Physical activity is difficult to assess in a reliable and valid way in large population-based studies. Questionnaires are often the only feasible method, although they are associated with bias and thereby inaccurate assessment of physical activity, which is likely to attenuate the associations studied [10]. Recalling physical activity is a highly complex cognitive task; social desirability may lead to over-reporting of physical activity [45], and simple questionnaires are often more reliable and valid than more complex ones [10]. Furthermore, commuting and leisure-time physical activity are affected by seasonal variation in Denmark. As our questionnaire asked for habitual physical activity level, we have not included seasonality in our analysis. Commuting physical activity is characterised by regularity during the working week and the amount of time spent is relatively easy to recall. Therefore, we believe that our assessment of commuting physical activity is quite unbiased. Leisure-time physical activity is more difficult to recall because of its unstructured and complex nature. However, individuals who are totally inactive in their leisure time or during commuting may find it easier to report inactivity compared with individuals who have a varying physical activity pattern.

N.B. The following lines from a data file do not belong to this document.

PR #5083, opened 2023-05-04
test: TestGetLiquidityFromAmounts

p0mvn:
Closes: #XXX

Came up in discussions with @czarcas7ic . Trying to find the relationship between sqrt price and amount proportions and why liquidity 0 is not equal to liquidity 1 when amount proportions are equal to price.

Current understanding:
The invariant must hold that both tokens are contributing to the liquidity equally. For non-full range, the distance between P_c and P_l or P_c and P_h is not proportional to the price because these are virtual reserves that might not be proportional to the price itself.

However, in the full range, having the amounts ration equal to price leads to same liquidities because all reserves are accounted for.

## Testing and Verifying

### DIFF
--- a/x/concentrated-liquidity/math/math_test.go
+++ b/x/concentrated-liquidity/math/math_test.go
@@ -9,6 +9,7 @@ import (
 	"github.com/osmosis-labs/osmosis/osmomath"
 	"github.com/osmosis-labs/osmosis/v15/app/apptesting"
 	"github.com/osmosis-labs/osmosis/v15/x/concentrated-liquidity/math"
+	cltypes "github.com/osmosis-labs/osmosis/v15/x/concentrated-liquidity/types"
 )
 
 type ConcentratedMathTestSuite struct {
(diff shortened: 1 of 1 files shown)


x/concentrated-liquidity/math/math_test.go
```diff
@@ -323,6 +337,39 @@ func (suite *ConcentratedMathTestSuite) TestGetLiquidityFromAmounts() {
...
+			currentSqrtP:   sqrt(sdk.NewDec(2)),
+			sqrtPHigh:      sqrt(sdk.NewDec(3)),
+			sqrtPLow:       sqrt(sdk.NewDec(1)),
+			amount0Desired: sdk.NewInt(1),
+			amount1Desired: sdk.NewInt(2),
+
+			expectedLiquidity:  sdk.MustNewDecFromStr("4.828427124746190095").String(),
+			expectedLiquidity0: sdk.MustNewDecFromStr("7.706742302257039729"),
+			expectedLiquidity1: sdk.MustNewDecFromStr("4.828427124746190095"),
+		},
```
czarcas7ic, line 372: I really appreciate these added test cases to help better demonstrate this!

Do we know where the error in the 10^-9 place is coming from? I assume its because we divide in the liquidity1 calculation right?

czarcas7ic (approved):

x/concentrated-liquidity/math/math_test.go
p0mvn: It actually seems to be correct:

```
>>> 16 / (Decimal("4").sqrt() - Decimal("0.000000000000000001").sqrt())
Decimal('8.000000004000000002000000001')
```

It might be the closeness to 0 vs infinity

The imprecise assessment of leisure-time physical activity (>0 h/week) is likely to attenuate the associations and can explain why we did not observe a relationship between increasing levels of leisure-time physical activity and progression from i-IGT to diabetes. It has previously been shown that higher levels of leisure-time physical activity as well as commuting and occupational physical activity were associated with a lower risk of diabetes [43].

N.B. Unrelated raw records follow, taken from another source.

Issue #5087, opened 2023-05-04
bug: claims more incentives than expected after fungify


p0mvn:
## Background

Repro:
```bash
# pool
osmosisd tx concentratedliquidity create-pool uion uosmo 1 0.001 --from lo-test1 --keyring-backend test --chain-id localosmosis -b=block --fees 875uosmo

# create incentive (make sure to change the date)
osmosisd tx concentratedliquidity create-incentive uosmo 69082 0.1 "2023-05-04T20:14:10.419543805" 1ns --pool-id 1 --from lo-test1 --keyring-backend test --chain-id localosmosis -b=block --fees 875uosmo

# create some positions 
osmosisd tx concentratedliquidity create-position 0 100 1000000uosmo 1000000uion 1 0 --pool-id 1 --from lo-test1 --keyring-backend test -b=block --chain-id=localosmosis --fees 875uosmo

# check claimable incentives
osmosisd q concentratedliquidity claimable-incentives 1

# check claimable incentives
osmosisd q concentratedliquidity claimable-incentives 2

osmosisd tx concentratedliquidity create-position 0 100 2000000uosmo 2000000uion 1 0 --pool-id 1 --from lo-test1 --keyring-backend test -b=block --chain-id=localosmosis --fees 875uosmo

# check claimable incentives
osmosisd q concentratedliquidity claimable-incentives 3

# observe that can claim too much
```

## Acceptance Criteria
- understand and fix the bug

p0mvn:
Fixed

PR #5089, opened 2023-05-05
test(CL): fungify charged position incentive claiming test

p0mvn:
Closes: #XXX

This attempts to reproduce: https://github.com/osmosis-labs/osmosis/issues/5087

However, the numbers end up working out successfully with some negligible rounding error.

## Testing and Verifying


x/concentrated-liquidity/position_test.go
```diff
@@ -1141,6 +1142,115 @@ func (s *KeeperTestSuite) TestFungifyChargedPositions_SwapAndClaimFees() {
...
+	// Set test authorized uptime params.
+	params := s.App.ConcentratedLiquidityKeeper.GetParams(s.Ctx)
+	params.AuthorizedUptimes = []time.Duration{time.Nanosecond, testFullChargeDuration}
+	s.App.ConcentratedLiquidityKeeper.SetParams(s.Ctx, params)
+
+	// Fund accounts
+	s.FundAcc(defaultAddress, requiredBalances)
+
+	// Create CL pool
+	pool := s.PrepareCustomConcentratedPool(s.TestAccs[0], ETH, USDC, DefaultTickSpacing, swapFee)
```
czarcas7ic, line 1179: I think we used this exact logic in another test right? Do you think it would be helpful to make a helper function that abstracts this setup logic away?

x/concentrated-liquidity/position_test.go
```diff
@@ -1141,6 +1142,115 @@ func (s *KeeperTestSuite) TestFungifyChargedPositions_SwapAndClaimFees() {
...
+
+	roundingEror := int64(5)
```
czarcas7ic, line 1181:
```suggestion
	roundingError := int64(5)
```

czarcas7ic: Where exactly does 5 come from?

x/concentrated-liquidity/position_test.go
```diff
@@ -1141,6 +1142,115 @@ func (s *KeeperTestSuite) TestFungifyChargedPositions_SwapAndClaimFees() {
...
+
+	// sync accumulators
+	err := s.App.ConcentratedLiquidityKeeper.UpdateUptimeAccumulatorsToNow(s.Ctx, pool.GetId())
+	s.Require().NoError(err)
+
+	claimableIncentives := sdk.NewCoins()
+	for i := 0; i < numPositions; i++ {
+		positionIncentices, dust, err := s.App.ConcentratedLiquidityKeeper.GetClaimableIncentives(s.Ctx, uint64(i+1))
+		s.Require().NoError(err)
+		s.Require().Equal(sdk.Coins(nil), dust)
```
czarcas7ic, line 1222: Why is dust required to be nil?

x/concentrated-liquidity/position_test.go
```diff
@@ -1141,6 +1142,115 @@ func (s *KeeperTestSuite) TestFungifyChargedPositions_SwapAndClaimFees() {
...
+		claimableIncentives = claimableIncentives.Add(positionIncentices...)
+	}
+
+	actualClaimedAmount := claimableIncentives.AmountOf(USDC)
+	s.Require().Equal(0, roundingTolerance.Compare(expectedAmount, actualClaimedAmount), "expected: %s, got: %s", expectedAmount, actualClaimedAmount)
+
+	// First run non mutative validation and check results
+	newPositionId, err := s.App.ConcentratedLiquidityKeeper.FungifyChargedPosition(s.Ctx, defaultAddress, expectedPositionIds)
```
czarcas7ic, line 1230: This is "non-mutative" though right?

x/concentrated-liquidity/position_test.go
```diff
@@ -1141,6 +1142,115 @@ func (s *KeeperTestSuite) TestFungifyChargedPositions_SwapAndClaimFees() {
...
+	s.Require().NoError(err)
+
+	// Claim fees
+	collected, _, err := s.App.ConcentratedLiquidityKeeper.CollectIncentives(s.Ctx, defaultAddress, newPositionId)
+	s.Require().NoError(err)
+
+	// Validate that the correct incentives amount was collected.
+	actualClaimedAmount = collected.AmountOf(USDC)
```
czarcas7ic, line 1238: Can we check the entire collect coins object rather than just USDC so we know if the collected response is exactly what we are expecting?

czarcas7ic (commented):
Want to review again once I get some of these questions answered just so I can 100 percent understand.

x/concentrated-liquidity/position_test.go
p0mvn: The setup is not exactly the same between them so I think it's better to have some duplication for convenience

x/concentrated-liquidity/position_test.go
p0mvn: These are actually forfeited incentives, not dust. Renamed now.

We should not forfeit anything here

x/concentrated-liquidity/position_test.go
p0mvn: Done by checking length of the collected coins being one

x/concentrated-liquidity/position_test.go
p0mvn: I believe it's just truncating in favor of the pool during claiming. The strictest is actually 3, just changed it to 3

czarcas7ic (approved):
Approving, but the one thing I am not 100 percent on is where the three units are getting rounded away from. Does this number increase with more positions / longer emission time? I am just curious what the upper limit of this value is.

p0mvn:
> Approving, but the one thing I am not 100 percent on is where the three units are getting rounded away from. Does this number increase with more positions / longer emission time? I am just curious what the upper limit of this value is.

I confirmed that the rounding error increases linearly with the number of positions. 1 off for each increment of `numPositions`.

Going to add a comment and merge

We believe that commuting and leisure-time physical activity affect the progression rates through the same physiological mechanisms. Nevertheless, from a public-health perspective it is relevant to divide physical activity into different types [43]. Benefits of different physical activities depend not only on the specific activity but also on the activity it displaces [46]. Lack of time is an important barrier for being physically active [47]. The Inter99 population comprised 30- to 60-year-old individuals, many with a busy working life and little spare time, and almost two-thirds (62.9%) of the participants spent <15 min/day on commuting physical activity or did not work. Therefore, some individuals might prefer activities that can be incorporated into daily living activities. Physical activity in transportation to and from work could be such an activity for some individuals, as some might find it less time-consuming and more convenient to be physically active during commuting than at leisure time [11]. We have shown that increased commuting and leisure-time physical activity in the population is likely to have a positive impact on the prevention of diabetes. Our findings indicate that public-health strategies aiming to reduce progression to diabetes by increasing physical activity may benefit from focusing on commuting physical activity besides leisure-time physical activity [11].

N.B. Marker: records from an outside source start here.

PR #5091, opened 2023-05-05
[InternalReview][MsgFungifyChargedPositions]

p0mvn:
Closes: #XXX

https://app.clickup.com/37420681/v/dc/13nzm9-19302/13nzm9-35382

Review of `MsgFungifyChargedPositions`

This is part 1 only, will be continuing with more internal review.


.vscode/launch.json
```diff
@@ -6,25 +6,14 @@
             "type": "go",
             "request": "launch",
             "mode": "test",
-            "program": "${workspaceFolder}/tests/e2e",
```
p0mvn, line 9: Note to self: revert

x/concentrated-liquidity/msg_server.go
```diff
@@ -257,13 +255,6 @@ func (server msgServer) FungifyChargedPositions(goCtx context.Context, msg *type
 			sdk.NewAttribute(sdk.AttributeKeyModule, types.AttributeValueCategory),
 			sdk.NewAttribute(sdk.AttributeKeySender, msg.Sender),
 		),
-		sdk.NewEvent(
```
p0mvn, line 260: Note: moved to keeper

x/concentrated-liquidity/incentives.go
```diff
@@ -742,6 +764,20 @@ func moveRewardsToNewPositionAndDeleteOldAcc(ctx sdk.Context, accum accum.Accumu
 		return err
 	}
 
+	ctx.EventManager().EmitEvents(sdk.Events{
```
p0mvn, line 767: Note: I added these events to assist with debugging https://github.com/osmosis-labs/osmosis/issues/5087

x/concentrated-liquidity/lp_test.go
```diff
@@ -483,16 +482,16 @@ func (s *KeeperTestSuite) TestWithdrawPosition() {
 
 			// Create a position from the parameters in the test case.
 			if tc.createLockLocked {
-				_, _, _, liquidityCreated, _, _, err = concentratedLiquidityKeeper.CreateFullRangePositionLocked(ctx, pool.GetId(), owner, fundCoins, tc.timeElapsed)
+				_, _, _, liquidityCreated, _, _, err = concentratedLiquidityKeeper.CreateFullRangePositionLocked(s.Ctx, pool.GetId(), owner, fundCoins, tc.timeElapsed)
```
p0mvn, line 485: Note: these changes were made because some helpers would update `s.Ctx` from the suite, and that change would not be propagated to the local var `ctx`, causing some test failures

x/poolmanager/client/cli/query.go
```diff
@@ -68,6 +69,15 @@ func GetCmdNumPools() (*osmocli.QueryDescriptor, *queryproto.NumPoolsRequest) {
...
 
+// GetCmdAllPools return all pools available across Osmosis modules.
+func GetCmdAllPools() (*osmocli.QueryDescriptor, *queryproto.AllPoolsRequest) {
+	return &osmocli.QueryDescriptor{
+		Use:   "all-pools",
+		Short: "Query all pools on the Osmosis chain",
+		Long:  "{{.Short}}",
+	}, &queryproto.AllPoolsRequest{}
+}
+
```
czarcas7ic, line 80: Just a note here, under QueryDescriptor I think we need to add hasPagination to true. This will add the corresponding flags and such, but I don't think its properly paginates out of the box (there is no osmocli query that currently uses it, and any paginated query we actually rely on uses to old cli setup).

czarcas7ic (approved):
Nice work! Would be great if you could add the pagination to the AllPools query, but is not blocking (just don't want to forget about it until later when we need to use it)

x/poolmanager/client/cli/query.go
p0mvn: Pagination isn't implemented for this query. Since they are they only known client, spoke to Jon and decided not to added for now due to time constraints

x/concentrated-liquidity/position.go
```diff
@@ -533,14 +537,40 @@ func (k Keeper) fungifyChargedPosition(ctx sdk.Context, owner sdk.AccAddress, po
...
+			sdk.NewAttribute(types.AttributeClaimableIncentives, claimableIncentives.String()),
+		),
+	})
+
 	return newPositionId, nil
 }
 
 // validatePositionsAndGetTotalLiquidity validates a list of positions owned by the caller and returns their total liquidity.
 // It also returns the pool ID, lower tick, and upper tick that all the provided positions are confirmed to share.
+// - the caller does not own all the positions
```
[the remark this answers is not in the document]
p0mvn: added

Intervention studies have demonstrated that lifestyle changes including increased physical activity can reduce the incidence of diabetes among individuals with IGT [13]. However, no trial evidence has been published on the effect of physical activity on progression from i-IFG to diabetes. Although we cannot exclude the possibility that the lack of a relationship between physical activity and progression to diabetes in the i-IFG group may be attributable to limited power, our findings suggest that there is a differential relationship between physical activity and progression to diabetes among those with i-IFG or i-IGT. Therefore, clinical trials testing the effect of physical activity on progression from i-IFG to diabetes are needed.